TNI Tembak TNI di Palembang, Kapendam Sriwijaya Beri Penjelasan
Diketahui, dalam peristiwa tersebut telah mengakibatkan Pratu F (23), personel Denkesyah Palembang, meninggal dunia.
Kodam II/Sriwijaya memastikan penanganan insiden yang terjadi di Panhead Cafe, Palembang, Sabtu dini hari tadi (16/5), dilakukan secara serius, profesional, dan transparan.
Diketahui, dalam peristiwa tersebut telah mengakibatkan Pratu F (23), personel Denkesyah Palembang, meninggal dunia.
Kapendam II/Sriwijaya Letkol Inf Yordania mengatakan, Pangdam II/Sriwijaya memberikan perhatian penuh terhadap kejadian tersebut dan telah memerintahkan jajaran terkait untuk segera melakukan langkah-langkah penyelidikan secara menyeluruh di lapangan.
"Pangdam telah memerintahkan Asintel Kasdam II/Swj dan Danpomdam II/Swj untuk segera menangani di lapangan melalui penyelidikan mendalam, agar tidak terjadi kesimpangsiuran pemberitaan maupun berkembangnya opini keliru di masyarakat," kata Yordania dalam keterangannya, Sabtu (16/5).
Saat ini, Denpom 2/IV Palembang disebutnya masih melaksanakan serangkaian proses penyelidikan. Mulai dari pemeriksaan saksi-saksi di lokasi kejadian, pendalaman rekaman CCTV.
Selain itu juga dilakukan autopsi terhadap jenazah korban, pengumpulan barang bukti, hingga koordinasi dengan Polda Sumatera Selatan. Hal ini guna mendukung pengungkapan fakta secara objektif dan komprehensif.
Dia menegaskan, proses penyelidikan membutuhkan waktu agar seluruh rangkaian peristiwa dapat diungkap secara akurat berdasarkan fakta di lapangan.
"Proses ini membutuhkan waktu, untuk perkembangan informasi selanjutnya akan disampaikan pada kesempatan pertama," tegasnya.
Sebagai langkah antisipasi, Pangdam II/Sriwijaya juga telah menginstruksikan seluruh Dansat jajaran Kodam II/Swj untuk meningkatkan pengawasan dan pengendalian internal di satuan masing-masing guna mencegah terjadinya kejadian serupa di kemudian hari.
Kodam II/Sriwijaya turut menyampaikan duka cita atas peristiwa tersebut serta mengimbau seluruh pihak untuk menunggu hasil resmi penyelidikan dan tidak menyebarkan informasi yang belum terverifikasi agar situasi tetap kondusif.
Sebelumnya, Pratu F (23), anggota TNI AD tewas ditembak sesama prajurit inisial Sertu RN (23). Penembakan diduga karena keduanya bersenggolan saat asyik berjoget di tempat hiburan malam.
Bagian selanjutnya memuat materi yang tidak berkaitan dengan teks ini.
PR #79, opened 2017-04-11
SQLite persistent normalized cache

kompfner:
This PR does the following:
* Introduces `SqliteNormalizedCache`, which persists records in a SQLite database.
* Introduces the `SqliteNormalizedCache` subspec, which is necessary for two reasons:
    * It allows consumers of the Apollo pod to decide whether or not they need SQLite persistence for their application - if they don’t need it, they don’t need to take a dependency on `SQLite.swift`.
    * It disables `SqliteNormalizedCache` usage on tvOS projects, which don’t have access to the file system.
* Shares existing unit tests to test `InMemoryNormalizedCache` and `SqliteNormalizedCache`.
* Adds a unit test verifying that cached data is persisted in `SqliteNormalizedCache`.

Known remaining work before this PR can be merged:

- [x] Properly handle versioning both Apollo.xcodeproj and ApolloSQLite.xcodeproj
- [x] Naming: "Sql" --> "SQL"
- [x] In `loadRecords(forKeys:)`, implement correct expected behavior of returning `nil` for keys that don't have corresponding records (instead of the misunderstood expected behavior described in the comment)

Next steps:

- [ ] Clear cached records when Apollo version changes.


justinmakaila:
Hey @kompfner, I'm not certain that Apollo should include a specific SQLite cache. I think the goal is to provide protocols for end-users to plug their own dependencies or solutions in to. A lot of the work here looks like it would be relevant to a project I just (released)[https://github.com/justinmakaila/Lunar]. It provides a cache that uses CoreData as a persistence layer, and it specifies Apollo as a dependency rather than adding it into Apollo.

martijnwalraven:
The idea is definitely that normalized caches are pluggable, so anyone can write their own. But I would also like to include sensible defaults, and SQLite seems like the best option for a lightweight persistent cache. So I think it makes sense to include it in this repo, but in a separate framework, so people can import it if they want but don't need to take the dependency if they don't need it.

One thing I've been talking about with @kompfner is that I would prefer if we could keep unit tests for caches separate. Ideally, we'd have a set of unit tests that represent the contract any `NormalizedCache` should follow, and we can run these for any cache. So Lunar should also be able to run these tests to verify that the cache implementation works as expected.

justinmakaila:
@martijnwalraven I'm not necessarily convinced. I think that persistence should be on behalf of the end user, and dependencies plugged in as they need them. 

In order for Carthage to build such a thing, it would need to check out SQLite, regardless of whether you use it or not, and build all of those symbols into the Apollo framework. Then you'd be forced to include it in your project (please correct me if I'm wrong). It sounds wonderful for CocoaPods becuase of subspecs, but it's plain nasty with Carthage. Currently on Moya, we have 3 flavors Moya, RxMoya, and ReactiveMoya. Carthage users need to download and build ALL of the dependencies to build all 3 flavors and then selectively import the ones they want. It's a huge pain when managing dependencies (you better not try to use a different version of `ReactiveSwift` in your project, otherwise `ReactiveMoya` won't build).

I don't think it's an un-sensible default to only provide an in-memory cache. The tools are there for the community or the developer to build the cache that best suits their needs. I think by including one as a "sensible default" will lead to others building cases on why including their specific caching use-case is sensible, given their specific architecture.

justinmakaila:
I don't like bringing in a dependency unless it's absolutely critical to the function of the library. In this case, the SQLite cache can exist in it's on repo that depends on Apollo, and we can recommend to just use that dependency if you want persistence out of the box in the README:
```
To use Apollo with Carthage, you can use
github "apollographql/apollo-ios"

Here's a list of community supported caches to suit your needs:
Lunar (CoreData cache for Apollo):
github "justinmakaila/lunar"

SQLite Apollo:
github "kompfner/sqlite-apollo-cace"
```

justinmakaila:
Huge fan of the unit tests idea, mostly because I had to write my own and it wasn't awesome.

martijnwalraven:
I was hoping we could keep the SQLite cache in a separate Xcode project, with a separate framework target. I definitely don't want Apollo framework to have a dependency on SQLite. It sounds like you have a lot more experience attempting the same thing with Moya, so if we can't selectively build frameworks with Carthage a separate repository might be a better solution. @kompfner: What do you think?

justinmakaila:
@martijnwalraven Yeah so in the case of a github dependency, (`github "apollographql/apollo-ios" "master"`) it will clone the repo from that github URL, point it to whatever version or branch is specified (in this case, master) and then find the `xcodeproj`s or `xcworkspace` in the directory and build all of the shared schemes as specified by the target configuration.

I think if we were already headed down the path of "separate project" we might as well finish it off with the "separate repo" logic. I mean, it may lead to more maintenance down the line, but it allows for cache maintainers to point to a specific version of Apollo, and it also helps solidify what Apollo is: A normalized interface for interacting with your remote. Apollo doesn't, and should not care about what you use as a `NetworkTransport` or a `NormalizedCache`, but rather that one is provided and implemented.

kompfner:
@justinmakaila, @martijnwalraven, you bring up some really good points here. I agree that it’s generally desirable to have projects with a single narrow focus that do an amazing job at one thing and one thing only. The `NormalizedCache` protocol is a great example of using a contract to enable enhancements to a project while keeping them separate from the core. We’re 100% in agreement on our principles, I think.

What I disagree with is the following:

> I don't think it's an un-sensible default to only provide an in-memory cache.

I would argue that a persistent cache should *not* be considered an enhancement - it’s essential for a native Apollo client. While an in-memory cache has been sufficient for web pages so far (though there is talk of introducing a persistent cache for `apollo-client`), there are very different expectations about how a native mobile client should work. If your app can be killed in the background at any time, and you’re much more likely to open it while offline or in poor network conditions, cache persistence is critical. I might go so far as to claim that a persistent cache is a more sensible default than an in-memory cache - it’s at least definitely a need we have at my company. And if we’re going to provide a default persistent cache, we should go with the most ubiquitous, lowest-common denominator form of storage - SQLite. `apollo-android` reached the same conclusion [last month](https://github.com/apollographql/apollo-android/issues/286).

With that in mind, then, I think it’s important that we optimize for the persistent cache case, in terms of developer ergonomics for both consumers of `apollo-ios` as well as its maintainers. From the consumer side, it allows us to provide a better experience for our Cocoapods users (who I think there will be many of), letting them “opt out” by specifying a subspec. From the maintainer side, it allows us to more easily work on all the cache implementations and the rest of the `apollo-ios` code. This is especially important now, when `apollo-ios` is still very much undergoing active development, and when it may very well have to evolve and change based on what we learn from introducing cache persistence. Having to worry about different repos at this point would likely slow us down.

I do admit that there is a notable trade-off: this presents some challenges for those using Carthage. It’s still possible to avoid the SQLite dependency, but it could involve more headache for the consumer.

I’m not advocating that we close the door indefinitely on separating the SQLite cache from the `apollo-ios` repo indefinitely. Eventually we may learn some things: that our consumers are overwhelmingly preferring the in-memory cache, or are far and away Carthage users. The project may stabilize, such that occasionally working across repos wouldn’t present much of a headache. When these things happen, I’d be totally willing to rethink this, but right now it seems clear to me that the pros of bundling the SQLite cache like this outweigh the cons.

justinmakaila:
Ok so my biggest gripes: you're introducing a new dependency for opt-in features, and treating Carthage users as second class citizens in favor of a featureset only provided by CocoaPods.

I'm 50/50 on it, given the explanation. I don't think it's unreasonable to say "Apollo supports in-memory caches out of the box, and custom caching strategies are provided by the community, here's a list: ..." and I'm also a big fan of opt-in.

As a Carthage user, you've essentially said that you're fine with forcing me to download and build SQLite. We're not talking about a system dependency on SQLite, we're talking 3rd party, and I have almost the same grounds to say that we should support CoreData out of the box strictly because it's not dependent on a third party library.

In my experience, handling things this way, like in the case of Moya, results in more PRs for people who design for their specific use case and say "well I really need this, so here's a PR for it" when they could have easily handled that specific use case by creating their own dependency ON Moya rather than building the dependency INTO Moya.

justinmakaila:
I'm not saying the SQLite cache is wrong, or shouldn't exist or anything. I'm saying it should exist as a third-party dependency that users can literally opt-in to by adding it to their `Podfile` or `Cartfile` rather than building in specific subspec support that favors `CocoaPods` users over `Carthage` users.

martijnwalraven:
I'm a bit torn here. I agree having a default persistent cache makes sense, and we want to make using it as easy as possible. But I also feel the current setup complicates the project structure, and keeping SQLite support in a separate repo may set a better example for future extensions.

@kompfner: Couldn't we have the subspec depend on a separate `ApolloSQLite` pod? That way, CocoaPods users would get the same default behavior, but we could keep `ApolloSQLite` in a separate repo.

kompfner:
Many good comments! Here are a few I'd like to address:

> Couldn't we have the subspec depend on a separate `ApolloSQLite` pod?

The subspec convenience is only part of the argument for including the SQLite cache in this repo (and not even the biggest part). Since we should be thinking of persistence/offline as a first-class concern, it means we'll be actively developing the SQLite cache in tandem with everything else in the library. *`apollo-ios` is still a work in progress. Let's not make it more difficult for ourselves by fragmenting across repos.*

> In my experience, handling things this way, like in the case of Moya, results in more PRs for people who design for their specific use case and say "well I really need this, so here's a PR for it"

I don't think we need to invoke a slippery-slope argument in this case. If we agree that it makes sense to provide exactly one default out-of-the-box persistent cache, then we can clearly articulate/argue for this position. In fact, I'll go ahead and update the `podspec` with a commented explanation for the existence of this subspec.

> As a Carthage user, you've essentially said that you're fine with forcing me to download and build SQLite.

I agree that this is less than ideal. Fortunately, though, Carthage lets you opt out of actually including ApolloSQLite/SQLite.swift in your app if you don't want it. Also fortunately, SQLite.swift is relatively thin. It would've been great to link to the system sqlite C library directly, but it didn't seem worth the tradeoff of re-inventing the complexity of making it ready for Swift consumption (it's not a framework).

One more point I wanted to emphasize again: this is the route `apollo-android` has taken. I think there's something to be said about aligning approaches across platforms.

justinmakaila:
I think the slipper-slope argument is very relevant to this conversation. You're saying that we should add a new dependency because of a specific use-case where you need persistence between sessions. 

I can, in the same light, make the case that Lunar, the CoreData cache I'm currently working on (heavily borrowing from your `SQLiteNormalizedCache`, thanks!) is a better fit for the persistence layer in `Apollo`. It doesn't require `Carthage` users to download an extra dependency, and it wouldn't even require a subspec (I think? Correct me if I'm wrong, I haven't used CocoaPods in years). I'm not entirely sure of the specifics around this, but I'm sure we can optionally link the `CoreData` framework so that people who don't use it don't even have to know that those classes exist, and can go on with their lives and their custom caching strategies or having the app state live in ephemeral memory.

In a perfect world, I don't think `Apollo` would provide an implementation of `NormalizedCache`. The `ApolloClient` would require initialization with a `NetworkTransport` and an `ApolloStore`, requiring a custom implementation of `NormalizedCache`.

However, if we were to not consider the pain points of our end-users, we would never get any traction. 

Providing an in-memory store allows users to get up and running without us making too many assumptions, and it doesn't require any third-party dependencies. It's dependency manager agnostic (no special privileges are provided to certain consumers).

> Fortunately, though, Carthage lets you opt out of actually including ApolloSQLite/SQLite.swift in your app if you don't want it.

AFAIK, Carthage clones your repo, and finds ALL shared schemes and builds them. If this is the case, we would still need to manage independent Xcode projects based on your flavor of Apollo (apollo-ios, apollo-ios-sql, etc).

We're already expanding Apollo's responsibilities by including these caches. I don't feel comfortable adding in a cache for persistence that literally forces a dependency on some consumers of the library. It might not get used in the project, but every time they go to update their dependencies, time will be spent building something which isn't used.

I'd almost be more comfortable for building a `NormalizedCache` implementation that keeps everything in memory and then writes the store to a `.txt` file or something for the sake of the simplest common denominator for storage options.

Let me also mention, in reference to `apollo-android`, that we use `Realm` for our android app, and for our implementation, are already planning on building out a `RealmNormalizedCache` for both iOS and Android.

I don't mean to be a brat, but I'm going to invoke the slippery-slope argument again: `Realm` is the least-common denominator between iOS and Android for persistence in terms of using the same platform. Why don't we include `RealmNormalizedCache` in this repository?

martijnwalraven:
> In a perfect world, I don't think Apollo would provide an implementation of `NormalizedCache`. The `ApolloClient` would require initialization with a `NetworkTransport` and an `ApolloStore`, requiring a custom implementation of `NormalizedCache`.

I don't think I agree with this. We definitely want `NormalizedCache` to be an extension point people can use to plug in alternative cache implementations, but I also believe we should have sensible defaults built-in. I'm a firm believer in convention over configuration.

The question then becomes what persistent cache implementation we want to include by default. Although I can see why people want to integrate with Core Data or Realm if they have an existing model layer, and I'm excited to see Lunar, SQLite seems like a more lightweight option that can stand on its own. I think it will be easier to experiment with some of the caching semantics we want to implement when we have full control over the schema and data manipulation. That experimentation is also the reason I'd like to keep things in one repository for now.

Having said that, I'm not happy with Carthage users having to download and potentially build a dependency they don't need. They won't have to include the `ApolloSQLite` and `SQLite` frameworks in their projects, but it still feels like unnecessary overhead. Unfortunately, Carthage isn't very flexible in this regard, and it doesn't allow you to depend on an individual project or target.

I have high hopes for Swift Package Manager, so we may be able to implement a better solution when a new version of Xcode with built-in support for it is released. These decisions would be a lot easier with more fine grained modularity and sane dependency management, but right now I think we should focus on getting things off the ground.

justinmakaila:
But SQLite isn't lightweight. It requires a new dependency, new xcodeproj, and adds more overhead if you're not a CocoaPods user. Lunar doesn't. It literally just links CoreData. Not to mention it pretty much is this SQLiteNormalizedCache, just with DB transactions expressed in CoreData logic, not SQLite.

If you want to use Apollo and Lunar, you add this to your `Cartfile`:
```
github "justinmakaila/Lunar"
```
It will clone Lunar, clone Apollo, and compile both to `.framework`s for you. You then can link both of them as necessary. Sure, when you initialize your `ApolloStore`, you have to pass it a `LunarCache`, but that's not even painful. It literally removes the black magic of Apollo just using some "Magic Cache" that you don't have access to.

(Side note: I initially brought this up and started development on Lunar because I wanted to use our already existing model framework. After exploring the code shared here, I realized that I don't need that dependency anymore, because Lunar now has a single entity, LunarRecord, which provides two properties: "key" and "record".)

I'm not happy, as a contributor, a maintainer of my own cache (that literally does the same thing without the dependency), and more specifically, as a Carthage user, that we're trending towards including something because it was PR'd first and is easy to maintain if you use CocoaPods.

My dependency build time is going to go up because I now have to build Apollo, Lunar, and SQLite (which I don't use), even though I cut my local dependencies out (no more model or sync frameworks).

I share the general sentiment here that we should be able to get people up and running with persistence quickly, and that's why I'm still proposing that we just provide install instructions with how to include whatever specific community-maintained cache. It's really not beyond our audience to have to make some choices on their own backend and maybe, if there's no community support, help support the community and write some code.

justinmakaila:
Apollo's beauty isn't even in it's caching, nor should it concern itself with persistence. Apollo's beauty is that it was a lightweight interface that could live on top of your network and persistence layer without being opinionated about either.

This takes a step away from that, and starts to add weight and overhead, absolutely.

justinmakaila:
At this point, I've said literally all there is to say. If you guys are set on merging this in and forcing SQLite on Carthage users, than there's nothing I can say. I'm just trying to share what I've learned in working with Moya and what I'm trying to use Apollo for. SQLite has nothing to do with Apollo, IMO, and should not be included in the repository.

martijnwalraven:
@kompfner: I cleaned up some code related to promises and the fields serialization. We no longer need to special case `NS` types now. I tried to clarify typing by adding some typealiases to `Record`, but I’m not sure if this actually makes things more or less readable. Definitely something we should also document. Anyway, the rest of the code looks pretty simple, and all tests seem to pass, so I think we’re ready to merge (squash)!

ApolloSQLite/SQLiteNormalizedCache.swift
```diff
@@ -15,31 +15,19 @@ public final class SQLiteNormalizedCache: NormalizedCache {
...
   public func merge(records: RecordSet) -> Promise<Set<CacheKey>> {
-    return Promise<Set<CacheKey>> { fulfill, reject in
-      do {
-        fulfill(try mergeRecords(records: records))
-      }
-      catch {
-        reject(error)
-      }
-    }
+    return Promise { try mergeRecords(records: records) }
```
kompfner: Oh, sweet, your `Promise` implementation automatically turns thrown errors into rejections. 👍

Apollo/JSONStandardTypeConversions.swift
```diff
@@ -117,14 +117,13 @@ extension Dictionary: JSONEncodable {
   public var jsonObject: JSONObject {
     var jsonObject = JSONObject(minimumCapacity: count)
     for (key, value) in self {
+      print("key: \(key), \(type(of: key))")
```
kompfner: Should these be removed?

ApolloSQLite/SQLiteNormalizedCache.swift
```diff
@@ -83,60 +83,56 @@ public final class SQLiteNormalizedCache: NormalizedCache {
...
-    let recordJSON = try SQLiteSerialization.deserialize(data: recordData)
-    return Record(key: row[key], recordJSON)
+    let fields = try SQLiteSerialization.deserialize(data: recordData)
+    return Record(key: row[key], fields)
   }
 }
 
 private let serializedReferenceKey = "reference"
 
 final class SQLiteSerialization {
```
kompfner: Hm, I think this should probably be private.

ApolloSQLite/SQLiteNormalizedCache.swift
```diff
@@ -83,60 +83,56 @@ public final class SQLiteNormalizedCache: NormalizedCache {
...
-      deserializedObject[key] = try deserialize(valueJSON: value)
+      fields[key] = try deserialize(jsonValue: value)
     }
-    return deserializedObject
+    return fields
   }
 
-  private static func deserialize(valueJSON: Any) throws -> Any {
-    switch valueJSON {
+  private static func deserialize(jsonValue: JSONValue) throws -> Record.Value {
```
kompfner: How about this for the naming of the `serialize` and `deserialize` method parameters, for even greater clarity?
- `serialize(fieldValue:)`
- `serialize(fieldJSON:)`

ApolloSQLite/SQLiteNormalizedCache.swift
```diff
@@ -83,60 +83,56 @@ public final class SQLiteNormalizedCache: NormalizedCache {
...
 private let serializedReferenceKey = "reference"
 
 final class SQLiteSerialization {
-  static func serialize(fields: JSONObject) throws -> Data {
+  static func serialize(fields: Record.Fields) throws -> Data {
     var objectToSerialize = JSONObject()
     for (key, value) in fields {
       objectToSerialize[key] = try serialize(value: value)
     }
-    return try JSONSerializationFormat.serialize(value: objectToSerialize)
```
kompfner: The cleanup in this commit is great! Perhaps `JSONSerializationFormat` should have a more descriptive name, to make its purpose more distinct than the system-provided `JSONSerialization`?

ApolloSQLite/SQLiteNormalizedCache.swift
```diff
@@ -88,7 +88,7 @@ public final class SQLiteNormalizedCache: NormalizedCache {
   }
 }
 
-private let serializedReferenceKey = "reference"
+private let serializedReferenceKey = "$reference"
```
kompfner: Is this really necessary? What distinguishes a reference field from any other field is that it's a dictionary (of the form `[reference: <key>]`), whereas other fields are primitive types.

kompfner:
@martijnwalraven I'm going to do a tiny bit more cleanup based on the comments I left on your last few commits. Please let me know if you agree with those. Those commits were really nice improvements, btw!

ApolloSQLite/SQLiteNormalizedCache.swift
martijnwalraven: Yeah, you're right, I wasn't thinking clearly, there are no nested objects in records of course. Although we may want to leave open the possibility of storing JSON in a field if something like that becomes part of the GraphQL spec? May be too forward looking.

kompfner:
I think the reason the unit tests were failing was due to race conditions around multiple tests attempting to open the same file on disk. My fix was to have each test open a SQLite file at a different file URL.

kompfner:
Disable iOS 9.3 unit tests, since that simulator doesn't seem to be an available option on Travis right now.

Korban sempat dilarikan ke rumah sakit untuk perawatan. Sejam kemudian korban meninggal dunia dan jenazah dibawa ke RS Bhayangkara Mohammad Hasan Palembang untuk keperluan autopsi.
Peristiwa itu bermula saat keduanya menikmati hiburan bersama teman masing-masing di Cafe, Resto, Bar and Live Music Panhead di Jalan Alamsyah Ratu Prawira Negara, Ilir Barat I, Palembang, Sabtu (16/5) dini hari. Tiba-tiba kedua tak sengaja bersenggolan saat berjoget.
Pelaku dan Korban Cekcok
Pelaku dan korban tersulut emosi hingga membuat mereka cekcok. Tak lama kemudian, korban mengeroyok pelaku.
Dalam situasi terdesak, pelaku mengeluarkan senjata api dari pinggangnya lalu menembak korban. Korban langsung terkapar karena tembakan mengenai perut bagian kanan.
Polisi Datangi TKP
Kapolsek Ilir Barat I Palembang Kompol Fauzi Saleh membenarkan kejadian itu. Dia menyebut polisi segera datang ke lokasi setelah kejadian.
"Benar, kejadiannya dini hari tadi korban dan pelaku sama-sama anggota TNI AD," ungkap Kapolsek Ilir Barat I Palembang Kompol Fauzi Saleh, Sabtu (16/5).